As discussed earlier, it is expected that autonomous cars will have deterministic behavior, unlike the random behavior of human drivers. Hence the spread of values for individual vehicles can be reduced for several functions such as desired acceleration, desired deceleration, maximum acceleration, and maximum deceleration [61]. Similarly, the distribution function such as the desired speed is an important factor for link capacity and travel times. In VISSIM, this desired speed value is assigned to each vehicle, and the vehicle desires to match this speed throughout the simulation network. However, due to the varying speed of other surrounding vehicles, human behavior towards accepting the risks, and congestions in the network; a large spread of desired speeds can be observed. The automated cars are expected to have a lower spread as they will obey the speed limit regularly. The conventional vehicle as a spread of desired speed values ranging from 88 km/h (54.7 mph) to 130 km/h (80.7 mph) whereas the automated vehicles have a minimal spread of values ranging from 99km/h (61.5 mph) to 100km/h (62.1 mph).
To facilitate autonomous driving, the CoEXist project has developed multiple additional tools to simulate the expected behavior of future autonomous and connected cars, which introduces three AV-ready VISSIM driving logics under driving behaviors such as cautious, normal, and aggressive including [11]:
(1) The AV cautious (CoEXist): the vehicle maneuvers in a safe manner at all times and maintains larger headways. This logic is conservative if compared with default urban (motorized) driving logic. Refer back to Table 7, which explains the values of a conventional human driver;
(2) AV normal (CoEXist): this logic behaves similarly to a default urban(motorized) driving behavior. Additionally, the vehicle can sense the vehicle’s distance to other vehicles in the range and their real-time speed;
(3) AV aggressive (CoEXist): the vehicle is “all-knowing” of the entire traffic situation, equipped with traffic situation prognosis, and maintains a minimum gap to other vehicles. This aggressive logic leads to cooperative driving.
Each above driving logic uses different parameters for Wiedemann 99 car-following model, lane-change, and following behaviors, as shown in Table 9. Nevertheless, this section has summarized most of the available internal autonomous features in VISSIM 2020 (available at the time of writing this review paper).
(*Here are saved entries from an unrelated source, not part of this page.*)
PR #751, opened 2022-11-28
parse validations

maha-hajja:
### Description

Parsed validations.
+ change number type to int and float.

Fixes #746 

### Quick checks:

- [ ] I have followed the [Code Guidelines](https://github.com/ConduitIO/conduit/blob/main/docs/code_guidelines.md).
- [ ] There is no other [pull request](https://github.com/ConduitIO/conduit/pulls) for the same update/change.
- [ ] I have written unit tests.
- [ ] I have made sure that the PR is of reasonable size and can be easily reviewed.

PR #753, opened 2022-11-28
WIP: DLQ: internals (2nd part)

### LINKED ISSUE #713: DLQ: Internals
Add internal code needed for forwarding nacked messages to a connector.

lovromazgon:
### Description

TBD

Fixes #713

### Quick checks:


pkg/plugin/standalone/v1/internal/fromproto/specifier.go
```diff
@@ -58,7 +58,7 @@ func SpecifierSpecifyResponse(in *connectorv1.Specifier_Specify_Response) (plugi
 
 func SpecifierParameter(in *connectorv1.Specifier_Parameter) (plugin.Parameter, error) {
 	var validations []plugin.Validation
-	if in.Required {
+	if in.Required { //nolint:staticcheck // we use it to be backwards compatible
```
lovromazgon, line 61: This is here just to make the linter succeed on [this PR](https://github.com/ConduitIO/conduit/pull/751/files#diff-54c07ca8d7960982031b7ee7c488d0061cd54ff8c11d7b801b08032a1572fdf3R91), it will cause a conflict with the PR that properly addresses this. We will address this when merging to main.

pkg/pipeline/dlq.go
```diff
@@ -0,0 +1,99 @@
...
+	stopErr := d.Destination.Stop(ctx, d.lastPosition)
+	if stopErr != nil {
+		defer func() {
+			if err == nil {
+				// replace returned error with stop error
+				err = stopErr
+			}
+		}()
+		// log this error right away because we're not sure the connector
+		// will be able to stop right away, we might block for 1 minute
```
hariso, line 92: Out of curiosity, is the 1 minute mentioned as an example, or is that a value we set somewhere?

pkg/connector/connector.go
```diff
@@ -32,6 +32,7 @@ const (
 const (
 	ProvisionTypeAPI ProvisionType = iota
 	ProvisionTypeConfig
+	ProvisionTypeDLQ // used for provisioning DLQ connectors which are not persisted
```
hariso, line 35: WDYT about having this as a connector type (i.e. we'd have `TypeSource`, `TypeDestination`, and `TypeDLQ`)? It feels like it's more accurate to say that a DLQ is a special type of connector than a special type of provisioning. And DLQs can be provisioned through configuration files and we'll be able to provision them through the API in the future as well.

hariso (approved):
Great work as always!

pkg/pipeline/dlq.go
lovromazgon: Oh, this is referencing the behavior of the SDK ([link](https://github.com/ConduitIO/conduit-connector-sdk/blob/d18c82bdc0e546a2c902a5f1f063cf77ec95720c/destination.go#L220)).

pkg/connector/connector.go
lovromazgon: How many times you comment on something that I considered when working on my code, it's getting scary 😄

I thought about this, in fact, I think I even started with a connector type and changed it to a provision type. That's because the connector itself is still a normal destination connector, it has no idea that it's being used as a DLQ destination. What is different though is how it's provisioned/created - that happens only when the pipeline is actually started, it doesn't exist before like a normal destination connector. So in that sense, it's not provisioned by the config file or by the API, it's provisioned internally by Conduit when the pipeline starts.

lovromazgon: I know what you're saying, let me present a different view though. We introduced the field "provisioned by" to be able to know if a connector was created through the API or config file and to restrict further changes to the connector only through that mechanism. A _DLQ configuration_ works the same way - it's created, updated, deleted only through the API or config file. Notice I said _DLQ configuration_, that's not the same as the DLQ connector. When hitting the API endpoint for updating the DLQ, no connector is provisioned, it's only the configuration that changes. The DLQ connector provisioning is triggered only when the pipeline is started. We could call the type `ProvisionTypeInternal` if that makes it clearer.

The point is that the connector lifecycle is managed internally, it will be created and deleted based on the status of the pipeline. You can't change the _DLQ connector_ through the API or config file, regardless how the _DLQ configuration_ was provisioned, it's a subtle difference.

hariso: That helped shed some light on your view, thanks!

> You can't change the _DLQ connector_ through the API or config file

i.e. a DLQ connector (configuration) is immutable?

lovromazgon: The DLQ configuration is mutable, I'm saying you can't change the connector entity that's created based on that configuration, it only exists internally while the pipeline is running.

pkg/plugin/standalone/v1/internal/fromproto/specifier.go
lovromazgon: PR rebased and conflict addressed.

pkg/connector/connector.go
hariso: I can see your point more clearly now. Personally, I'm not fully on board with overlapping provisioning types, but I also recognize the points you made. :+1:

PR #909, opened 2023-02-24
Fix: state not set in file-provided pipelines

hariso:
### Description

This PR fixes the following bug.

**Bug description**
When Conduit is restarted with a pipeline, that was provided from a configuration file, the state is **not** correctly set after restart and lost.

**Steps to reproduce**
1. Start Conduit with a pipeline configuration file
2. Shut down Conduit gracefully
3. Start Conduit again

**Expected behavior**
After the restart, Conduit should start from the previous source position. Only new records are read.

**Actual behavior**
After the restart, Conduit re-reads all the records from source. Following can be found in logs:
```
could not apply old state, the connector will start from the beginning
```

### Quick checks:


pkg/connector/service_test.go
```diff
@@ -388,3 +389,91 @@ func TestService_UpdateInstanceNotFound(t *testing.T) {
...
+		{
+			name:     "completely wrong state",
+			connType: TypeSource,
+			state:    testCase{name: "completely wrong state"},
+			wantErr:  ErrInvalidConnectorStateType,
+		},
+	}
+
+	for _, tc := range testCases {
+		tc := tc
```
lovromazgon, line 442: I think we don't need this, do we?

lovromazgon (approved):
Good catch! 👍

pkg/connector/service_test.go
hariso: I don't think so.:)

Issue #847, opened 2023-02-01
Bug: Non-deterministic order of processors in file provisioned pipelines


lovromazgon:
### Bug description

When a pipeline is provisioned using a configuration file the processor order is not guaranteed because of the use of a [map](https://github.com/ConduitIO/conduit/blob/eacafff5bc575f14396a95c8fd402b8316c1dfb2/pkg/provisioning/parse.go#L38). We have two options to mitigate this:
- Change parsing to decode the contents of the map into a `yaml.Node`, then iterate through it manually and build an ordered slice of processors. The benefit is that the pipeline configuration file structure doesn't change, but the code won't be nice and people will have headaches ensuring the order when creating pipeline config files programatically (at least those using Go).
- Change the pipeline config file structure so that processors are stored in an array instead of a map. The benefit is that it's a cleaner solution and clearly indicates that processors are ordered, the drawback is that it would break existing pipeline config files (unless we add backwards compatibility support and bump the major version of pipeline config files). Possible structure:
```yaml
...
processors:
  - name: proc1
    type: js
    settings: ...
  - name: proc2
    type: filterfieldpayload
    settings: ...
...
```

### Steps to reproduce

1. Provision a pipeline config file with multiple processors.
2. Repeat multiple times and see the order change.

### Version

v0.5.0

PR #926, opened 2023-03-03
Refactor pkg/provisioning

lovromazgon:
### Description

This PR refactors the package `pkg/provisioning` and pushes code into packages `config` and `config/yaml`. Now we have an abstraction layer between the actual parser implementation (e.g. `yaml.Parser`) and the parser that is used by the service (interface `config.Parser`). The types that the provisioning service is working with are now in `config`, while the parser implementation declares its own types. This means that we don't have a direct dependency between the structure of the config file and the provisioning service.

The goal is to make it possible to introduce more config parsers. In the next PR we plan to introduce a new parser for a new version of the pipeline config file. This structure will also allow us to introduce parsers for different formats in the future (e.g. JSON, TOML, ...).

There are a few semantic changes:
- The YAML parser now doesn't care anymore if there are duplicated pipeline IDs in a file, that's checked by the provisioning service.
- In the case of duplicated pipeline IDs we previously provisioned the first one we encountered and skipped all others, the order was not deterministic. Now we skip _all_ pipelines that share the same ID and log an error on how many were skipped.
- We don't append the parent ID to the name of a connector or processor anymore (we still append it to their IDs to ensure their uniqueness).

The rest of the functionality should have stayed the same, although some of it was shuffled around.

Related to https://github.com/ConduitIO/conduit/issues/847.

### Quick checks:

- [X] I have made sure that the PR is of reasonable size and can be easily reviewed. (It seems big, but it's mostly just moving things around)


pkg/foundation/ctxutil/filepath.go
```diff
@@ -0,0 +1,52 @@
...
+	filepath := ctx.Value(filepathCtxKey{})
+	if filepath != nil {
+		return filepath.(string)
+	}
+	return ""
+}
+
+// FilepathLogCtxHook fetches the record filepath from the context and if it
+// exists it adds the filepath to the log output.
+type FilepathLogCtxHook struct{}
```
lovromazgon, line 44: This log hook was introduced so that a `config.Parser` can operate on an `io.Reader` and don't care about where a config comes from, while still retaining the filepath in log messages.

pkg/provisioning/config/yaml/parser.go
```diff
@@ -0,0 +1,109 @@
...
+		e := p.logger.Warn(ctx).
+			Int("line", uerr.Line()).
+			Int("column", uerr.Column())
+		e.Msg(uerr.Error())
+	}
+	return nil
+}
+
+// configurationsToConfig transforms all configurations to config.Pipeline types.
+func (p *Parser) configurationsToConfig(in []Configuration) []config.Pipeline {
```
hariso, line 99: Nitpick: Maybe `toConfig` is enough, as it's pretty much everything the method is doing (calling `ToConfig` on all yaml Configurations). I see the reasoning behind the method name (yaml configurations to the `config` structs), but it's still a bit unclear (configurations to configs). However, I'm not too sure what would be a better name, besides just shortening it.

hariso (approved):
Great work! :1st_place_medal:

pkg/provisioning/service.go
```diff
@@ -72,32 +76,47 @@ func (s *Service) Init(ctx context.Context) error {
...
+	var allPls []string
+
+	// delete duplicate pipelines (if any)
+	for duplicateID, duplicateIndexes := range s.findDuplicateIDs(configs) {
+		multierr = cerrors.Errorf("%d pipelines with ID %q will be skipped: %w", len(duplicateIndexes), duplicateID, ErrDuplicatedPipelineID)
+		configs = s.deleteIndexes(configs, duplicateIndexes)
+
+		// duplicated IDs should still count towards all encountered pipeline IDs
+		allPls = append(allPls, duplicateID)
+	}
```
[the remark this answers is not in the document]
lovromazgon: I think we didn't discuss it explicitly and just said it's _good enough_. Given that the behavior is non-deterministic (i.e. you don't know which pipeline will be provisioned and which one won't be), I think it's better to change it and not provision anything in case of a conflict.

Pipelines in the configuration file are in a list, yes. Here we detect duplicates even across files.

pkg/provisioning/service.go
```diff
@@ -72,32 +76,47 @@ func (s *Service) Init(ctx context.Context) error {
...
-		allPls = append(allPls, all...)
-		if len(provPipelines) != 0 {
-			successPls = append(successPls, provPipelines...)
+		configs = append(configs, cfg...)
+	}
+
+	// contains pipelineIDs of all the pipelines in all the configuration files, either successfully provisioned or not.
+	var allPls []string
+
+	// delete duplicate pipelines (if any)
```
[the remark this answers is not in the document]
lovromazgon: Maybe "delete" is not the right word, we detect duplicates and delete them from the list of pipelines that will be provisioned. I'm not sure if it's documented, I'll add a comment to https://github.com/ConduitIO/conduit/issues/939 so we don't forget to document it 👍

pkg/provisioning/config/yaml/parser.go
lovromazgon: Naming is hard 😄 I agree, this name is bad, I'll change it to `toConfig` unless I think of an even better one.

lovromazgon: I solved it by introducing the struct `Configurations` which is just a `[]Configuration` that implements the method `ToConfig`, so it follows the same approach as all other model types.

Since this topic is getting lots of attraction from professionals in the industry, university researchers, the general public, and others, it is expected that the PTV Group will provide more AV-ready options in the upcoming software releases and service packs.

3.3. VISSIM DLL-APIs and COM Interface for New Future AV Car-Following Model Development

Modifying the default car-following model parameters such as headway, safety distance, acceleration functions, or speed distributions is one approach to model the anticipated behavior of AVs and CAVs. However, it uses the same logic as by other conventional vehicles, i.e., Wiedemann Model 74 or 99. Further, VISSIM contains about 190 parameters for car-following, lane-change, gap-acceptance, and others which makes it very difficult to calibrate the model [62]. Another approach to model AVs and CAVs in the VISSIM software is through the use of external scripting (such as COM-Interface) and VISSIM DLL-APIs (application programming interfaces). The APIs are an add-on module which allows user to integrate external applications into the VISSIM [11] and thus enhancing the user’s experience. It includes DriverlModel-DLL, DrivingSimulator-DLL, EmissionModel-DLL, and SignalControl-DLL [11]. The advanced features of vehicle communication and infrastructure automation, i.e., V2V (vehicle-to-vehicle) or V2I (vehicle-to-infrastructure) are modeled through VISSIM APIs by various researchers [45,54,61,63].
The Microsoft COM (component object model) provides communication, connection, and access to different applications. The data and functions contained in the VISSIM application can be accessed externally through the COM-Interface using different programming languages such as VBA, Python, C++, C#, MATLAB, and JAVA [64]. It can access each vehicle’s attribute (e.g., current position, acceleration, orientation on the lane, vehicle’s receiving traffic light status, etc.) during a simulation run and can also edit some of the parameters (e.g., arrival pattern of vehicles in the network, create or remove vehicles, etc.). As per the requirement of the user to run the scripts for a specified amount of time, VISSIM “event-based” COM scripts only activate during the user-defined simulation time value, or if required, it stays active throughout the simulation period. The software package contains a detailed instruction document of COM-Interface explaining the procedures for accessing the objects and attributes. COM-Interface assist in modeling the behavior of autonomous and connected vehicles such as platooning, shorter and steady headways, and the vehicle adjusting the speed to arrive at an intersection at the status of the green traffic light. The VISSIM package contains some AVs-related COM scripts example files for users.
This API module enables the user to completely replace the internal-car following model (i.e., Wiedemann 74 or 99) and lane-change models with a user-defined algorithm for selected or all vehicle types. The external driver model (EDM) can control the longitudinal (acceleration and deceleration), lateral (lane-change) behavior of the vehicles. The user-defined car-following logic code is programmed using C++ language, which outputs a DriverModel.cpp file. The CPP file can be compiled into a Dynamic Link Library (.DLL) file using the Microsoft Visual Studio software. The VISSIM package contains an example of a DLL file and a Visual Studio Project (.vcproj) that contains an example code structure. The DLL file is loaded through the “external driver model” dialog box window under the “vehicle type” tabs.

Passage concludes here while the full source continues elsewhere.